Welcher anständige Student kennt nicht das grausamste aller Gefühle im September eines jeden Jahres? Die Uni füllt sich wieder, die Ruhe ist dahin, die frei verteilbare Zeit wird wieder durch Vorlesungen blockiert und das Schlimmste von allem, die Erstsemester zerstören die Ruhe und die natürliche Uniordnung. Besonders die Erstsemester sind dabei ein konstantes Thema unter den höheren Studenten. Von Jahr zu Jahr werden sie jünger und als notwendige Folge wird der Abstand zwischen einem selber und den Neulingen immer größer. Auf gut Deutsch, man fühlt sich alt. Stellt dieser Zustand in Europa kein größeres Problem dar, schließlich gibt es genug Studienwechsler, Spätstarter und andere Gründe, wodurch die Leute im höheren Alter an die Uni kommen. In Japan sieht das Ganze aber extremer aus. Japanische Studenten fangen auf jeden Fall mit 18 ihre Uni an und nach dem Bachelor ist meistens Schluss. Endergebnis ist dementsprechend ein noch viel extremerer Altersunterschied zwischen dem normalen Studenten und mir. Heute hatte ich die Gelegenheit, das Alter meiner Mitstudenten herauszubekommen und kaum einer ist älter als maximal zweiundzwanzig. Es ist schon ein wirklich komisches Gefühl festzustellen, dass selbst Studenten im gleichen Studienjahr wie ich einige Jahre jünger sind als ich. Wenigstens erklärt sich für mich dank des Alters ein Thema, dass mich schon seit einer Weile wurmte. Immer wenn ich mich mit Japanern unterhielt, kam die Frage nach meinem Alter. Stellte ich dann 24 fest, so kam sofort die Frage auf, wieso ich so langsam bin und ob ich etwas wiederholt hätte. Die einfache Feststellung, dass ich einfach in Deutschland nicht schneller fertig werden kann, gilt in den meisten Fällen bei den Japanern nicht.

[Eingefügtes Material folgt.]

PR #2269, opened 2025-07-06
Add property for Jackson include mode

### LINKED ISSUE #2261: Feature Request: Mark all schema properties as required
### Feature description

I have some classes/interfaces that represent API response types. I am configuring my API with Jackson's `JsonInclude.Include.ALWAYS` setting, so the fields will always be present in the response. I would rather not apply an `@Schema(requiredMode = Schema.RequiredMode.REQUIRED)` to every field, or list them all out in a class-level `@Schema(requiredProperties=...)` annotation at the class level.

I looked at the code and it seems that could probably do this in `SchemaDefinitionUtils.processSchemaAnn()`. I have a few ideas for how to solve this, but I'm not sure which would be the most proper approach:
1. Introduce a new annotation in micronaut-openapi that marks every property in the class/interface as required?
2. Introduce an application-level setting that allows changing this globally?
3. Interpret a special value of `@Schema(requiredProperties={"*"})` to mark all properties as required?

xpdota:
Closes #2261 . As suggested in the comments there, I implemented this as a system property.

This adds the `micronaut.openapi.property.include` setting which chooses an item from Jackson's `JsonInclude.Include` enum. If it is set to `ALWAYS`, then it will mark all properties as required in the schema. Currently, none of the other enum choices have any impact, as they still result in the field not necessarily being included.

I'm not sure if I entirely like the implication that this would also mark things as required on *request* schema types, since the intention is to mark everything as required on *response* schemas, which is what you would expect when using `Include.ALWAYS`. However, `ALWAYS` does not imply that all fields would be required on a request. Very open to feedback as to what the most proper way would be.

### DIFF
--- a/openapi/src/main/java/io/micronaut/openapi/visitor/ConfigUtils.java
+++ b/openapi/src/main/java/io/micronaut/openapi/visitor/ConfigUtils.java
@@ -1195,31 +1195,16 @@ public final class ConfigUtils {
         };
     }
 
-    public static JsonInclude.Include getInclude(VisitorContext context) {
+    public static boolean isIncludeAll(VisitorContext context) {
         var value = getConfigProperty(MICRONAUT_OPENAPI_PROPERTY_INCLUDE, context);
         if (value == null) {
-            return null;
+            return false;
         }
-        return toJacksonInclude(value.toUpperCase(Locale.ENGLISH), context);
-    }
-
-    private static JsonInclude.Include toJacksonInclude(String include, VisitorContext context) {
-        if (include == null) {
-            return null;
+        // ALWAYS is the only value that has any impact on API spec generation.
+        if (value.toUpperCase(Locale.ENGLISH).equals("ALWAYS")) {
+            return true;
         }
-        return switch (include.toUpperCase(Locale.ENGLISH)) {
-            case "ALWAYS" -> JsonInclude.Include.ALWAYS;
-            case "NON_NULL" -> JsonInclude.Include.NON_NULL;
-            case "NON_ABSENT" -> JsonInclude.Include.NON_ABSENT;
-            case "NON_EMPTY" -> JsonInclude.Include.NON_EMPTY;
-            case "NON_DEFAULT" -> JsonInclude.Include.NON_DEFAULT;
-            case "CUSTOM" -> JsonInclude.Include.CUSTOM;
-            case "USE_DEFAULTS" -> JsonInclude.Include.USE_DEFAULTS;
-            default -> {
-                warn("Unknown include value: " + include, context);
-                yield null;
-            }
-        };
+        return false;
     }
 
     public static String getConfigProperty(String key, VisitorContext context) {
--- a/openapi/src/main/java/io/micronaut/openapi/visitor/ConfigUtils.java
+++ b/openapi/src/main/java/io/micronaut/openapi/visitor/ConfigUtils.java
@@ -15,6 +15,7 @@
  */
 package io.micronaut.openapi.visitor;
 
+import com.fasterxml.jackson.annotation.JsonInclude;
 import com.fasterxml.jackson.core.JsonProcessingException;
 import com.fasterxml.jackson.core.type.TypeReference;
 import com.fasterxml.jackson.databind.PropertyNamingStrategies;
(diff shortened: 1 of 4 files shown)


openapi/src/main/java/io/micronaut/openapi/visitor/ConfigUtils.java
```diff
@@ -1193,6 +1195,33 @@ private static PropertyNamingStrategies.NamingBase toJacksonStrategy(String nami
...
+    }
+
+    private static JsonInclude.Include toJacksonInclude(String include, VisitorContext context) {
+        if (include == null) {
+            return null;
+        }
+        return switch (include.toUpperCase(Locale.ENGLISH)) {
+            case "ALWAYS" -> JsonInclude.Include.ALWAYS;
+            case "NON_NULL" -> JsonInclude.Include.NON_NULL;
+            case "NON_ABSENT" -> JsonInclude.Include.NON_ABSENT;
```
altro3: Don't neeed to add unsupported values. micronaut-openapi can correctly interpret only `NON_NULL` and `ALWAYS`

openapi/src/main/java/io/micronaut/openapi/visitor/SchemaDefinitionUtils.java
```diff
@@ -1722,6 +1723,11 @@ public static void processSchemaProperty(VisitorContext context, TypedElement el
                 required = true;
             }
 
+            // If inclusion is ALWAYS, then all properties are required
+            if (!required && ConfigUtils.getInclude(context) == JsonInclude.Include.ALWAYS) {
```
altro3: I don't think, that is enought... There are clear priorities in code processing (from least to most):

1. Interpretation of code without annotations
2. Annotations by Microsoft and Jackson
3. Annotations by Swagger

That is, if the value was calculated as mandatory in the first and second stages, but the Swagger annotation states that the property is not mandatory - the value from the Swagger annotation should be taken.

The same with Jackson annotations - you can override the default behavior for a specific class or property using the JsonInclude annotation at the class or property level.

I say this because more tests clearly need to be written and the feature is not as simple as it might seem at first glance

xpdota: Yeah, I'm realizing that it isn't as simple as I had thought. I've updated it to account for a Swagger annotation reverting the property to non-required, but I'm not sure about \#2 - I understand that a property- or class-level Jackson or Micronaut annotations (I assume "Microsoft" was an autocorrect?). I see that `JsonProperty.required` is checked in `isNotNullable`, but is there logic elsewhere that I would need to take into account?

I've pushed a commit with a couple changes so far.

altro3:
@xpdota I review it later. Haven't time right now. But I can say: need add full support for JsonInclude annotation. Now you can change default behaviour for required field in schema. But need to add ability to change default behaviour on class and property level - with annotaion JsonInclude

xpdota:
> @xpdota I review it later. Haven't time right now. But I can say: need add full support for JsonInclude annotation. Now you can change default behaviour for required field in schema. But need to add ability to change default behaviour on class and property level - with annotaion JsonInclude

The more I think about it, the more problems there are with my approach. This logic works fine for a response type, where "required" means "this field will always be present, even if it's null/empty". But that isn't true for a request type - setting up the serializer to include all fields (whether globally, per-class, or per-field) on a particular model doesn't mean that those are necessarily required for deserialization. That is, this change would make it *less* correct for request bodies.

As far as I can tell, the OpenAPI spec doesn't really support this concept - a field can't be required in one direction, but optional in the other. Thus, the only way to make this work would be to have corresponding "request" and "response" versions of any object that appears in both a request and a response.

I'm thinking it might make more sense to just fix this on the generator side? In my case, it's a Typescript consumer, so I can make all properties required by wrapping the type with `Required<T>`.

altro3:
@xpdota I improved your PR here https://github.com/micronaut-projects/micronaut-openapi/pull/2337 (dont kow how to chnage cuurent PR)

I've added fulls support for `JsonInclude` annotation and also add some more tests for it. Continue discussion here: https://github.com/micronaut-projects/micronaut-openapi/pull/2337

Nachdem ich den Schock mit dem Alter endlich überwunden hatte galt es heute, Shimizu so langsam auf seinem Deutschlandaufenthalt vorzubereiten. Shimizu konnte sich bis heute nicht wirklich für eine Stadt entscheiden. Bisher hat er mit Göttingen und Berlin zwei Städte auf der Liste, die beide ihre Vor- und Nachteile haben. Nach meiner Vorbereitung für ihn liegt es jetzt an ihm, für welchen Ort er sich entscheidet. Um seine Entscheidung zu beschleunigen, entschieden wir uns für das MafuMafu und schleppten Shimizu gleich mit. Der Abend sollte ziemlich gut werden, wie eigentlich fast jeden Tag im Cafe. Die wichtigste Entwicklung betraf wohl Orsolya. Nachdem ich leider viel zu früh wieder nach Deutschland gehe, sucht das Cafe mittlerweile händeringend einen ?Kellner?. Da ich wegfalle, wurde nun kurzerhand Orsolya befragt und ich bin sehr gespannt, ob sie den Posten bekommt.
Für Shimizu war der Abend aber genau das Richtige. Ein Geschäftsmann betrat ohne Vorbereitung das Cafe und war von der großen Anzahl von Ausländern total überrumpelt. Einige Nachbartische wollten sich unbedingt mit uns unterhalten und uns mit Essen versorgen, so dass es sehr gesprächig wurde und Shimizu komplett auf seine Kosten gekommen ist. Deutsches Essen konnte er auch probieren und nach Leberkäse will er nun noch dringender nach Deutschland, als er es sowieso schon wollte. Das Cafe ist halt wirklich der perfekte Anlaufpunkt für gepflegte Gespräche. Erschreckend waren aber die weiblichen Gäste. O.k., ich verstehe Miniröcke im Sommer, kein Problem. Aber jetzt in Sendai, bei schmelzendem Schnee strumpfhosenfreie Röcke zu tragen, das widerspricht all meinen Temperaturvorstellungen. Das Schlimme war, dass dieser Fall nicht nur einmal auftrat, sondern gleich fünf Frauen so rumliefen, während Shimizu zum Beispiel mit der Zwiebelvariante versuchte, sich warmzuhalten. Japanische Frauen sind offensichtlich härter als ihre europäischen Gegenstücke. Besonders auffällig ist dies bei Gymnasiastinnen. Die Winterschuluniformen Japans sind nicht wirklich auf Schneefall eingestellt und zeichnen sich durch besonders kurze Röcke aus. In zehn Monaten in Japan habe ich heute wirklich das erste Mal eine Schülerin mit Hose gesehen. Normalerweise tragen alle die Röcke, selbst bei extremstem Schnee. Man stelle sich das Bild mal in Deutschland vor. Schon alleine die Tatsache, Schuluniformen tragen zu müssen, würde einen Aufschrei geben. Bei der freiwilligen Auswahl, ob man Rock oder Hose tragen möchte, würde sich fast jede Deutsche für die Hose entscheiden. Nicht so in Japan, einem der prüdesten Länder der Welt. Die Röcke müssen so kurz wie möglich sein, schließlich wollen die Herren ja ebenfalls etwas sehen.